Note that even USB can provide much higher voltage than 5V. In the case of your power bank, USB QC can go up to 12V, USB C PD can go up to 20V (more generally USB QC can go up to 20V as well).
It should only happen if the device supports it (based on negotiation in theory), but there may be something wrong going on here with the power supply providing a lot more voltage than it should.
Try to measure the voltage provided, it will probably explain the failures.
Closed, since this is obviously a power supply issue, and not paxcounter related.
@tjvandam Please watch this thread on Pycom forum to solve your problem. I am sure it is an overvoltage caused by power supply issue. Please don't use your USB QC power bank any longer with your Pyom hardware, while we are awaiting Pycom's statement. Please use a dumb charger instead, to protect your hardware.

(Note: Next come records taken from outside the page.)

PR #755, opened 2025-07-04
Add a unique identifier to LLBC statements

sonmarcho:
This PR adds unique ids to the LLBC statements.

ci: use https://github.com/AeneasVerif/aeneas/pull/566


charon/src/ast/llbc_ast_utils.rs
```diff
@@ -62,6 +62,7 @@ impl Statement {
     pub fn new(span: Span, content: RawStatement) -> Self {
         Statement {
             span,
+            id: StatementId::ZERO,
```
Nadrieril: We don't care about the value of these ids, so we could use a global variable to make unique ids and remove the micro-pass:
```rust
#[derive(Debug, Clone, Copy, PartialEq, Eq, PartialOrd, Ord, Hash, Drive, DriveMut)]
struct StatementId(#[drive(skip)] usize);
impl StatementId {
  fn new() -> Self {
	static COUNTER: AtomicUsize = AtomicUsize::new(0);
	let id = COUNTER.fetch_add(1, Ordering::Relaxed);
    Self(id)
  }
}
```
This would make it possible to use these ids in charon's passes and generally avoid surprises.

sonmarcho: It is actually useful to keep the value of those ids low and thus refresh the counter for each function, because when deboguing (for instance on the Aeneas side) it is easier to distinguish small numbers (e.g., `8` from `42` rather than `118354` from `118392`). It is an issue I encountered when reading traces of the symbolic execution, where we need to generate fresh ids for, for instance, borrows, and the value of those ids doesn't matter *in theory*.
This being said, I actually recompute those ids on the Aeneas side because the pre-passes introduce new statements, so there is no strong requirement on my side (I actually hesitated to put those ids into an option).

sonmarcho: (feel free to update the code to remove the micro-pass, I really don't mind)

Nadrieril: That's a very fair point. The risk of creating new statements in a micro-pass and not updating them feels too high tho, I prefer the illegible ids for robustness.

charon/src/transform/mod.rs
```diff
@@ -6,6 +6,7 @@ pub mod duplicate_return;
 pub mod expand_associated_types;
 pub mod filter_invisible_trait_impls;
 pub mod filter_unreachable_blocks;
+pub mod generate_statement_ids;
```
Nadrieril: You had forgotten to add that pass to the list :D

I am not sure why this is happening, but running the paxcounter on Pycom LoPy4 (in a Pycom Expansion Board 3) power over USB - the LoPy4 gets damaged beyond repair. It looks like an overheating issue to me, but hard to confirm as it was running for 2 weeks without issues on the first run and only 1 day on the second run.
It runs WiFi scan only in continuous mode. No sleep.